В период работы над поэмой (она написана в 1826–1829 гг.) автор "Давида" был сравнительно далек от того возраста, в котором Данте отправился в странствие по трем царствам потустороннего мира и который, по его мнению, соответствовал высшей точке восходящей и нисходящей дуги человеческой жизни. "Жизненная вершина" в сознании и поэме Кюхельбекера не столько хронологическая веха в биографии, сколько ее переломный момент. Впереди поэта ждали тягчайшие испытания.

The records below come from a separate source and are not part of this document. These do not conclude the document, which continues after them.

PR #81, opened 2019-03-07
[960] Add missing providers spec

dankmitchell:
### Context
https://github.com/DFE-Digital/manage-courses-frontend/pull/49

Add missing spec

### Guidance to review
`rake spec` or `rspec`

### DIFF
--- a/spec/features/providers_spec.rb
+++ b/spec/features/providers_spec.rb
@@ -1,0 +1,13 @@
+require 'rails_helper'
+
+RSpec.feature 'View providers', type: :feature do
+  scenario 'Navigate to /organisations' do
+    stub_omniauth
+    stub_session_create
+    stub_backend_api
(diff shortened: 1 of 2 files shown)


spec/features/providers_spec.rb
```diff
@@ -0,0 +1,13 @@
+require 'rails_helper'
+
+RSpec.feature 'View providers', type: :feature do
+  scenario 'Navigate to /organisations' do
+    stub_omniauth
+    stub_session_create
+    stub_backend_api
```
defong: A little bit tied down, but I guess when we work more on it it will evolve better

dankmitchell: Exactly @defong. Going to catch up with @misaka today on a testing strategy for this app but this is fine for now.

PR #83, opened 2019-03-07
[1108] Handle unknown users

benilovj:
### Context
It's possible for an existing DfE Sign-in user to try accessing Publish, but they're not a known user in the Manage Courses database.

This is a temporary stop-gap which redirects unknown users to Manage Courses UI.
Manage Courses UI then shows a "we don't know who you are" page to those users.

### Guidance to review
I paired with @defong on this.

### DIFF
--- a/app/controllers/sessions_controller.rb
+++ b/app/controllers/sessions_controller.rb
@@ -8,10 +8,14 @@ class SessionsController < ApplicationController
 
     add_token_to_connection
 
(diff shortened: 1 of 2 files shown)


defong:
[Handle unknown users in Manage Courses Frontend](https://trello.com/c/ztqQdiBD/1108-handle-unknown-users-in-manage-courses-frontend)

PR #85, opened 2019-03-07
[1112] extend session timeout to 6 hours

misaka:
We tried 5 minutes to see how sign-in would behave but ran afoul of it's ~20-30
minute session expiry. We need to implement access token renewal with the
refresh token, but until we do that (hopefully before go-live) we'll extend the
session to 6 hours here.


defong:
[Extend mc-fe session timeout to 6 hours](https://trello.com/c/7PAXIA9x/1112-extend-mc-fe-session-timeout-to-6-hours)

PR #87, opened 2019-03-08
Refactor pages spec

dankmitchell:
### Context
`pages#show` was from the boilerplate, we don't need that

- Be explicit with our controller actions to ensure they match our routes
- Add specs for all `pages`
- Add temp override for authentication because we always redirect to root after success which needs updating at a later date

### DIFF
--- a/spec/features/view_pages_spec.rb
+++ b/spec/features/view_pages_spec.rb
@@ -1,13 +1,27 @@
 require 'rails_helper'
 
 RSpec.feature 'View pages', type: :feature do
-  scenario "Navigate to home" do
+  scenario "Navigate to /cookies" do
     stub_omniauth
     stub_session_create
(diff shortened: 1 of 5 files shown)


spec/features/view_pages_spec.rb
```diff
@@ -1,13 +1,27 @@
 require 'rails_helper'
 
 RSpec.feature 'View pages', type: :feature do
-  scenario "Navigate to home" do
+  scenario "Navigate to /cookles" do
```
tvararu: Cookies

davidgisbey:
[Refactor controller spec matcher logic into spec helper](https://trello.com/c/M5O2d71f/1101-refactor-controller-spec-matcher-logic-into-spec-helper)

PR #88, opened 2019-03-08
[1115] Add turbolinks

dankmitchell:
### Context
🚀 

- Add turbolinks


dankmitchell:
Yes please @tvararu

defong:
[Add turbolinks to speed up page loads time](https://trello.com/c/bqHNATra/1115-add-turbolinks-to-speed-up-page-loads-time)

tvararu:
I've done some testing in Chrome and Safari using VoiceOver on MacOS.

There are differences in the behaviour of the site with and without Turbolinks.

When users navigate without Turbolinks, the focus between pages is reset to the top, usually the page title is announced, and the first element a user will encounter is the "skip to main content link". Clicking will take them to the first header.

When users navigate with Turbolinks, the focus usually moves to the **element before `<main>`** in body. So in the case of going from the orgs list to an individual org, the focus will be on the end of `<nav>`. In the case of going from an org to the orgs list, the focus will be at the start of body, before `<main>`. When users move to the next element, they move into `<main>` and then on to the `<h1>`. Very importantly, the new page title does get announced, like without Turbolinks.

In practice, this means that instead of landing on the skip link, users land somewhere in the middle of the page. I don't *think* this is a barrier, as they are usually 1 "next element" VoiceOver command from reaching the h1 and carrying on as before. But it is different. @fofr requested that we validate this with user research.

I think we should park this for now, and test with some users first. :)

PR #89, opened 2019-03-08
[1108] Rebuild the connection when adding session token

tvararu:
Without the `(true)` parameter, Base.connection will re-use the same instance of the connection class between connections. If multiple users are hitting the app simultaneously, this can cause re-use of tokens among them and undesirable behaviours.

### DIFF
--- a/app/controllers/application_controller.rb
+++ b/app/controllers/application_controller.rb
@@ -43,7 +43,7 @@ private
                           Settings.authentication.algorithm)
     end
 
-    Base.connection do |connection|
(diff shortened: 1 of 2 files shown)


defong:
[Handle unknown users in Manage Courses Frontend](https://trello.com/c/ztqQdiBD/1108-handle-unknown-users-in-manage-courses-frontend)

defong:
> Looks legit

Our code always looks legit and bananas

dankmitchell:
@defong that can’t be said for your c# code. That’s just 🍌

PR #91, opened 2019-03-11
[1124] Fixed issues whereby the user has circumvented session create hence the user is half authenicated

defong:
### Context
issues whereby the user has circumvented session create hence the user is half authenticated

Fixed issues whereby the user has circumvented session create hence the user is half authenticated


defong:
[Manually accessing manage-courses-frontend as a user without access to any orgs leads to a 500](https://trello.com/c/TV5N68MK/1124-manually-accessing-manage-courses-frontend-as-a-user-without-access-to-any-orgs-leads-to-a-500)

PR #92, opened 2019-03-13
[1139] Redirect to manage-courses-ui when providers list is empty

tvararu:
Users should be redirected to the "We don’t know which organisation you’re part of" page in manage-courses-ui when the providers list is empty.

### DIFF
--- a/spec/controllers/providers_controller_spec.rb
+++ b/spec/controllers/providers_controller_spec.rb
@@ -1,0 +1,34 @@
+require 'rails_helper'
+
+RSpec.describe ProvidersController, type: :controller do
+  context "with authenticated user" do
+    before do
+      stub_omniauth
+      stub_session_create
+    end
+
+    describe 'GET #index' do
+      context 'with providers' do
+        before do
+          stub_api_v2_request('/providers', 'providers.json')
+        end
+
+        it 'returns the index page' do
+          get :index
+          expect(response).to have_http_status(:success)
+        end
+      end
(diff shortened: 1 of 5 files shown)


spec/controllers/providers_controller_spec.rb
```diff
@@ -0,0 +1,34 @@
...
+
+        it 'returns the index page' do
+          get :index
+          expect(response).to have_http_status(:success)
+        end
+      end
+
+      fcontext 'without any providers' do
+        before do
+          stub_api_v2_request('/providers', 'providers-empty.json')
```
benilovj: I'm not wild about using fixtures, could we explore using `factory_bot` to create stubs? e.g. [like this](https://github.com/alphagov/specialist-publisher/blob/master/spec/fixtures/factories.rb#L67)

misaka: Here's some documentation from FactoryBot on how to build a [custom JSON strategy](https://github.com/thoughtbot/factory_bot/blob/master/GETTING_STARTED.md#custom-strategies).

dankmitchell: A nice blog from thoughtbot https://thoughtbot.com/blog/tips-for-using-factory-girl-without-an-orm

dankmitchell: I purpose we ship this first then refactor the fixtures into factorybot

PR #93, opened 2019-03-13
Test and fixture improvements

tvararu:

- Enable focusing in rspec
- Add factory_bot and use factories for provider fixtures in tests

### Guidance to review

🚢


spec/fixtures/factories.rb
```diff
@@ -0,0 +1,33 @@
+FactoryBot.define do
+  factory :provider, class: Hash do
```
misaka: Can we move this factory to `spec/factories/providers.rb`.

spec/fixtures/factories.rb
```diff
@@ -0,0 +1,33 @@
...
+            "meta" => {
+              "count" => 1
+            }
+          }
+        }
+      }
+    end
+  end
+
+  factory :providers_response, class: Hash do
```
misaka: Can we move this factory to `spec/factories/provider_responses.rb`.

spec/controllers/providers_controller_spec.rb
```diff
@@ -10,7 +10,7 @@
     describe 'GET #index' do
       context 'with providers' do
         before do
-          stub_api_v2_request('/providers', 'providers.json')
+          stub_api_v2_request('/providers', FactoryBot.build(:providers_response))
```
misaka: Can we use `build` without the `FactoryBot`?

spec/fixtures/factories.rb
misaka: nm, this belongs in `providers` factories.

Уже испив из чаши страданий, он мыслил о себе терцинами Данте:

Суров и горек черствый хлеб изгнанья,
Изгнанник иго тяжкое несет!
Не так ли я?

Позднее в стихотворении "Моей матери" (1832) он напишет:

Наступит оный вожделенный день –
И радостью встрепещет от приветов
Святых, судьбой испытанных поэтов
В раю моя утешенная тень.
Великие, назвать посмею вас:
Тебя, о Дант, божественный изгнанник!
О узник, труженик бессмертный, Тасс.
Страдалец, Лузитании Гомер,
Вы образцы мои, вы мне пример,
Мне бед путем ко славе предлетели,
Я бед путем стремлюся к той же цели.

В эту пору, как и в период работы над поэмой, Кюхельбекер находил в себе силы противостоять обрушившимся на него несчастьям. "Вообще, я мало переменился, – сообщал он из Динабургской крепости Пушкину, – те же причуды, те же странности и чуть ли не тот же образ мыслей, что в Лицее!" В сравнении с Данте и другими "судьбой испытанными поэтами" обнажалось не только инфернальное содержание его судьбы, но и героическое самостояние личности. В связи с этим важно обратить внимание на стихи поэмы, где Кюхельбекер уподобляет себя Сизифу, который

Не победит <…> судьбы всевластной;
Верх близок – взялся за него рукой –
Вдруг камень вниз из-под руки рокочет,
Сизиф глядит изнеможенный вслед,
Паденью бездна вторит, ад хохочет;
Но он, – он выше и трудов, и бед:
Нет, он покинуть подвига не хочет.

При таком самостоянии "путь бед" становился вместе с тем путем нравственных обретений, и поэт мог сказать о себе:

Изыду из купели возрожденья,
Оставлю скорбь и грех на самом дне.
И в слух веков воздвигну песнопенья.

В этих стихах нельзя не расслышать мотива, характерного для "Божественной комедии" и связанного с общей идеей странствий ее героя. Ведь поэма Данте, что не раз отмечалось исследователями, огромная метафора: ад не только место, но и состояние, состояние душевных мук. Они и вырвали из уст Кюхельбекера отчаянное восклицание:

Мой боже, я ничтожный человек…

Одной из причин нравственных терзаний поэта были, вероятно, его показания против И. И. Пущина, который 14 декабря 1825 г. якобы "побуждал" Кюхельбекера стрелять в великого князя Михаила Павловича. В апреле 1832 г. поэт предпринял неудачную попытку снять с товарища по несчастью это незаслуженное обвинение. Что же касается Данте, то о нем уместно вспомнить проницательное замечание французского филолога К. Фориеля: изгнание было для Данте адом, поэзия – чистилищем. Для Кюхельбекера адом была крепость, а очищением, своего рода катарсисом, поэма:

Я пел – и мир в мою вливался грудь…
Меня тягчили, как свинец, печали:
За миг не мог под ними я вздохнуть;
Вдруг окрылялися, вдруг отлетали –
И что же? – светлым мне мой зрелся путь!

А в небесном раю, где поэт мыслит себя после земных страданий, его встречают "Дант и Байрон, чада грозной славы… Софокл, Вергилий, Еврипид, Расин". Свой "бестелесный" шаг направляет к нему и тень Тассо:

"Кто ты?" – речет с улыбкою небесной.
Уведает и кроткою рукой
Введет, введет меня в их круг священный.

Эти мечтания побуждают вспомнить IV песнь "Ада", где в Лимбе к Данте и Вергилию направляются

Гомер, превысший из певцов всех стран;
Второй – Гораций, бичевавший нравы;
Овидий – третий, и за ним – Лукан.

Они приветствуют Алигьери и приобщают его к "славнейшей из школ", к своему собору.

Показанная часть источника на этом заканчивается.